Batou can't actually have sex. It isn't so much that cyborgs as a whole can't commit the act, it's more that Batou doesn't have the parts necessary. He has never felt the need to have reproductive organs installed. The most important "person" in his life is his basset hound, Gabriel, so he doesn't really see the point in them. Maybe, one day, he'll see a reason to buy the hardware and have it installed, but for the time being, it seems pointless.
The most Batou can do is synch with Togusa and, in a manner of speaking, hack his nervous system and pituitary gland. The action lacks the intimacy of actual sex, but it gets the job done. Generally, it gets the job done better; there isn't much room for human error. And Togusa doesn't mind, so Batou does it.

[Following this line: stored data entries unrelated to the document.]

PR #3271, opened 2017-11-04
Add bash and fish tab completions.

SanskritFritz:
As requested in #3268.


SanskritFritz:
Oops, this is now what we want. Closing...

Of course, seeing Togusa like this, feeling Togusa like this – sitting in his lap, nuzzling somewhere around his clavicle, fingernails digging sharply into his shoulders – doesn't really elicit a response. Occasionally, he'll release endorphins, dopamine, testosterone. Whatever he needs to feel more inclined to participate. He gets the feeling Togusa enjoys this more, when Batou does this. Batou isn't sure why. Maybe it's because he's married, or maybe it's just another involuntary human reaction he's long since forgotten. Batou doesn't really mind either way, because, regardless, being with someone, just being close to someone like this helps to erase the loneliness that permeates every crevice of his life.

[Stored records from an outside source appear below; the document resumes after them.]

PR #3285, opened 2017-11-05
Fix build with LibreSSL

olesalscheider:


src/borg/crypto/_crypto_helpers.c
```diff
@@ -4,7 +4,7 @@
 #include <openssl/opensslv.h>
 #include <openssl/hmac.h>
 
-#if OPENSSL_VERSION_NUMBER < 0x10100000L
+#if OPENSSL_VERSION_NUMBER < 0x10100000L || defined(LIBRESSL_VERSION_NUMBER)
```
ThomasWaldmann: hmm, you don't actually check the libressl version number.

guess that's because there is no openssl 1.1 compatible libressl yet (not even planned?).

as we plan to maybe require openssl >= 1.1 in the future to support AES-OCB and chacha20-poly1305, the question is whether it makes sense to add compatibility for libressl now if it would then break again.

can you tell where you see the benefits of supporting libressl?

olesalscheider: I'm not aware of any plans to make the libressl API compatible with the newer openssl versions. I guess that they will support AES-OCB and chacha20-poly1305 but I don't know about that.

The benefit of supporting libressl is that some distributions switched to it and others (e. g. Exherbo) allow the user to choose. If borg does not support libressl it cannot be used on these distributions...

ThomasWaldmann: hmm, looks like chacha20-poly1305 is already there, but not AES-OCB.

guess you can always use the binary of borg, which comes with openssl (and everything else) included.

olesalscheider: Sure, that should work. But of course that won't be packaged by the distributions and the users have to get it themselves.

If this fix is an issue in the long term, ok. But right now it seems trivial...
And my assumption is that libressl will provide all the functionality soon.

ThomasWaldmann:
Guess whether this make sense long term depends on whether somebody wants to maintain the libressl compatibility code needed.

As of now (and as long as we support openssl 1.0.x), this is quite easy likely.

But if we require openssl 1.1 at some time (because we need some stuff that does not come with openssl 1.0) and if libressl can not provide same functionality, more code / docs will be needed and in the worst case, we'ld have to drop libressl again if nobody can / will make it work.

olesalscheider:
Would it really be a problem to accept it for now and drop it if supporting libressl really becomes infeasible in the future?
I mean for most projects it is not a big delta and libressl is also continuously improved. So I think that there is a good chance that it will support everything needed in the future.

ThomasWaldmann:
OK, merged. Can you do a PR against 1.1-maint also?

olesalscheider:
I think a PR against 1.1-maint is not necessary. It builds fine here with libressl and it does not contain the code that I ifdef-ed.

ThomasWaldmann:
ah, ok. might be due to a change in the huge crypto-aead PR that only went into master. thanks for checking!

Most of the time, Batou just watches Togusa. Watches him, outlined in fluorescent orange. "Biological Reaction: Affirmative" briefly scrolls across his field of vision, followed by Togusa's vitals. Blood pressure, heart rate, respiratory rate, neuroactivity, and so on. A warning message flickers on and off, notifying Batou that Togusa's numbers are abnormal. That his blood pressure and heart rate are too high, his respiratory rate too quick. Batou almost wants to laugh.

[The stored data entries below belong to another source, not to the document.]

Issue #3216, opened 2017-10-25
borgfs is missing a man page


ThomasWaldmann:
and therefore, it is listed there:

https://qa.debian.org/man-pages.html

PR #3290, opened 2017-11-05
Generate usage & man page for borgfs

### LINKED ISSUE #3287: borgfs still shows 'mount' in options
When running `borgfs --help`, `borgfs mount`, `borgfs`, etc. the short usage still shows that you should put `mount` after borgfs:

    usage: borgfs mount [-h] [--critical] [--error] [--warning] [--info] [--debug]
                        [--debug-topic TOPIC] [-p] [--log-json]
                        [--lock-wait SECONDS] [--show-version] [--show-rc]
                        [--umask M] [--remote-path PATH] [--remote-ratelimit RATE]
                        [--consider-part-files] [--debug-profile FILE] [-f]
                        [-o OPTIONS] [-P PREFIX | -a GLOB] [--sort-by KEYS]
                        [--first N | --last N]
                        REPOSITORY_OR_ARCHIVE MOUNTPOINT

Whereas the first line should just be:

    usage: borgfs [-h] [--critical] [--error] [--warning] [--info] [--debug]

milkey-mouse:
I also fixed the borgfs help text so it no longer says it needs the `mount` subcommand as well.
Fixes #3287 and #3216.

### DIFF
--- a/setup.py
+++ b/setup.py
@@ -242,10 +242,11 @@ class build_usage(Command):
         # allows us to build docs without the C modules fully loaded during help generation
         from borg.archiver import Archiver
         parser = Archiver(prog='borg').build_parser()
+        borgfs_parser = Archiver(prog='borgfs').build_parser()
 
-        self.generate_level("", parser, Archiver)
+        self.generate_level("", parser, Archiver, {'borgfs': borgfs_parser})
 
-    def generate_level(self, prefix, parser, Archiver):
+    def generate_level(self, prefix, parser, Archiver, extra_choices=None):
         is_subcommand = False
         choices = {}
         for action in parser._actions:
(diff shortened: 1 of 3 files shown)


milkey-mouse:
This has some weird test errors on `py35` but I don't think they're my fault...

setup.py
```diff
@@ -266,7 +269,7 @@ def generate_level(self, prefix, parser, Archiver):
             if self.generate_level(command + " ", parser, Archiver):
                 continue
 
-            with open('docs/usage/%s.rst.inc' % command.replace(" ", "_"), 'w') as doc:
+            with open('docs/usage/%s.rst%s' % (command.replace(" ", "_"), ".inc" if command != "borgfs" else ""), 'w') as doc:
```
ThomasWaldmann: is that needed? guess we could also have usage/borgfs.rst including the .inc it would generate without that change.

milkey-mouse: ok, will try that

milkey-mouse:
yes, --help works on every level

ThomasWaldmann:
@enkore any feedback from you?

ThomasWaldmann:
Assuming you have looked at the man page generated and verified it is ok, I guess this is finished.

Can you collapse the fixup commit with the commit it is fixing?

Togusa is never very loud when they do this. The most Batou is ever able to get out of the other man are muted whimpers and whispers of moans. Togusa doesn't say Batou's name – doesn't say anything, as a matter of fact. Batou feels almost cripplingly perverse for wondering as much, but he's curious whether or not his partner is the same with his wife. If he's louder or quieter. If he's more open, or if he closes himself away. Batou doesn't bother wondering whether or not Togusa is gentler. While he's not violent when they're together, not in any sense of the word, the cyborg has sustained more that a few scratches and bite marks at Togusa's hands.
Regardless of the effort Batou puts forth, it always takes Togusa a few minutes, and even without the hormones or anything else, there is always something about seeing Togusa's body seize up, about hearing him sob out his release. If he were still working on human terms, he might call it erotic. Now he just calls it intriguing. Now, it is just something that triggers something else in him that he can't identify. Sometimes, Togusa will clasp his hands over his mouth in an effort to keep quiet. Batou isn't sure why. Maybe out of a twisted sense of integrity, of oh, God, if anyone finds out we did this in the briefing room, in the elevator, in that stairwell. Maybe he feels like, if he doesn't vocalize it, it isn't real. As if keeping quiet would make it not committing adultery.
Either way, it doesn't really effect Batou. He just does it to stave off the solitude that awaits him everywhere else. Togusa has his own reasons. Reasons Batou doesn't understand. Reasons that have their own, stand-alone consequences.